**GIVEN RECORDS**:

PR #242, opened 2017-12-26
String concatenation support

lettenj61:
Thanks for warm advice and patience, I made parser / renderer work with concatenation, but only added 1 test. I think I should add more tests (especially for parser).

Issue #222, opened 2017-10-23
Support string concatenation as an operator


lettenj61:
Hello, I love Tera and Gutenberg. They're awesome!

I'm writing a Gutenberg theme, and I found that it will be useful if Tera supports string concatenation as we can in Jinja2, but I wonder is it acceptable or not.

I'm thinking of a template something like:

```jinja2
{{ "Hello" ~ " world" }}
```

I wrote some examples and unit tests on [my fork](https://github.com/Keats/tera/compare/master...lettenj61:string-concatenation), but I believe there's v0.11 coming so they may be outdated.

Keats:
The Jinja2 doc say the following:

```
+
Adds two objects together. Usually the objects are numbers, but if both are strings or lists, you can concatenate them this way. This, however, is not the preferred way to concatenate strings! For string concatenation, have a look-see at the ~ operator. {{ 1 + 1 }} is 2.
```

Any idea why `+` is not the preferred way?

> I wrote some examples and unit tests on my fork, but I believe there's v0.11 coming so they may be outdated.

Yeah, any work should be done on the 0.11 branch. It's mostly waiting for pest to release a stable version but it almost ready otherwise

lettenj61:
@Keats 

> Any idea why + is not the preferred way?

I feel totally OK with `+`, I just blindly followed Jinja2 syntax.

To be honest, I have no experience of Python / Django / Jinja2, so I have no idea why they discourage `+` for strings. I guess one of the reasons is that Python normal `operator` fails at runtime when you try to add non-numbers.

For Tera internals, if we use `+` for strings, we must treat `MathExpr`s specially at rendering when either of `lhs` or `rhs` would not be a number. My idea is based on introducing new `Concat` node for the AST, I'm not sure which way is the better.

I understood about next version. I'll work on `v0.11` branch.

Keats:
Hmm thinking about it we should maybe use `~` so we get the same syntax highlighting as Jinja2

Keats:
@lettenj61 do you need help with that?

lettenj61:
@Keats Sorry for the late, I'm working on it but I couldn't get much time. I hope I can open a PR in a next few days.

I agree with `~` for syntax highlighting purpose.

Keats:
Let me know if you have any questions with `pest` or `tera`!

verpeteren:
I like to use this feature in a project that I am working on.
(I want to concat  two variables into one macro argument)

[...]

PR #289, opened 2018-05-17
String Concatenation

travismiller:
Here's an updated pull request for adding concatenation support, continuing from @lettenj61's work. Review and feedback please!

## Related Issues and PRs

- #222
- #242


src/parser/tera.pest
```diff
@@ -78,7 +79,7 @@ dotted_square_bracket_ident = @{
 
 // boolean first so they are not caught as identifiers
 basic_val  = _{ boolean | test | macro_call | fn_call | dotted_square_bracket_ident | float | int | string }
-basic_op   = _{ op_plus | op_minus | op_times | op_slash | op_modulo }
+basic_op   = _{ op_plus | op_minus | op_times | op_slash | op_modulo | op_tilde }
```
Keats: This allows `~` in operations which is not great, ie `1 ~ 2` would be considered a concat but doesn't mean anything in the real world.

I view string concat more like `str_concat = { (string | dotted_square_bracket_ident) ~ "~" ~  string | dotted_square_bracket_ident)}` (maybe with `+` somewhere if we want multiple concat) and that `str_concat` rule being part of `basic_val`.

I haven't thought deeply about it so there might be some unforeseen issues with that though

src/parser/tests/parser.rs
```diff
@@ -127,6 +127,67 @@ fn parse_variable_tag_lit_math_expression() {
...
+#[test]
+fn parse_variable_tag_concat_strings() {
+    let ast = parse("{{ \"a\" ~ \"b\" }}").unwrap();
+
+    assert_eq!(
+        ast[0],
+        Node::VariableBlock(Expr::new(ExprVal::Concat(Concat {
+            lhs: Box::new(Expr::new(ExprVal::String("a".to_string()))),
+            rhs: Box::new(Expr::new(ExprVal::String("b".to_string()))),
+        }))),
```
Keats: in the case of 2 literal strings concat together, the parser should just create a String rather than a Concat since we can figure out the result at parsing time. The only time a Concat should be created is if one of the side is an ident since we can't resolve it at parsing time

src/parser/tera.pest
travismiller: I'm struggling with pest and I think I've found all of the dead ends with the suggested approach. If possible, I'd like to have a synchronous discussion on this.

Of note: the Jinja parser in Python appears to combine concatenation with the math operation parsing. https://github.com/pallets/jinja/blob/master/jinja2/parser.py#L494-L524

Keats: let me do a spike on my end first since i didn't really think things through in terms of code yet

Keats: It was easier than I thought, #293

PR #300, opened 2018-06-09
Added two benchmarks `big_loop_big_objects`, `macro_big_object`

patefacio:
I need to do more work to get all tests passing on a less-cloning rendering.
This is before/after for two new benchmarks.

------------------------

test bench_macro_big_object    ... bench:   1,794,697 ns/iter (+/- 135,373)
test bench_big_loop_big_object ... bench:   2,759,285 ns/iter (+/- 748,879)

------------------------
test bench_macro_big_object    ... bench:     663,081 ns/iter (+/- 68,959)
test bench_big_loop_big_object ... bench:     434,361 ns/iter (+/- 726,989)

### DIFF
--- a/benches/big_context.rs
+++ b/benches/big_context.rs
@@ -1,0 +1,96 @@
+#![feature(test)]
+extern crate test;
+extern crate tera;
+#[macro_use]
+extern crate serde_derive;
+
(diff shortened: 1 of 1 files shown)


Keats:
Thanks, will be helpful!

**TASK REQUIREMENTS**:
The stretch of entries above that starts with the line containing "I view string" and goes on through the line containing "travismiller: I'm struggling" is to be transcribed exactly, and no other line is to be transcribed.

**ANSWER TO THIS PROBLEM**:
I view string concat more like `str_concat = { (string | dotted_square_bracket_ident) ~ "~" ~  string | dotted_square_bracket_ident)}` (maybe with `+` somewhere if we want multiple concat) and that `str_concat` rule being part of `basic_val`.

I haven't thought deeply about it so there might be some unforeseen issues with that though

src/parser/tests/parser.rs
```diff
@@ -127,6 +127,67 @@ fn parse_variable_tag_lit_math_expression() {
...
+#[test]
+fn parse_variable_tag_concat_strings() {
+    let ast = parse("{{ \"a\" ~ \"b\" }}").unwrap();
+
+    assert_eq!(
+        ast[0],
+        Node::VariableBlock(Expr::new(ExprVal::Concat(Concat {
+            lhs: Box::new(Expr::new(ExprVal::String("a".to_string()))),
+            rhs: Box::new(Expr::new(ExprVal::String("b".to_string()))),
+        }))),
```
Keats: in the case of 2 literal strings concat together, the parser should just create a String rather than a Concat since we can figure out the result at parsing time. The only time a Concat should be created is if one of the side is an ident since we can't resolve it at parsing time

src/parser/tera.pest
travismiller: I'm struggling with pest and I think I've found all of the dead ends with the suggested approach. If possible, I'd like to have a synchronous discussion on this.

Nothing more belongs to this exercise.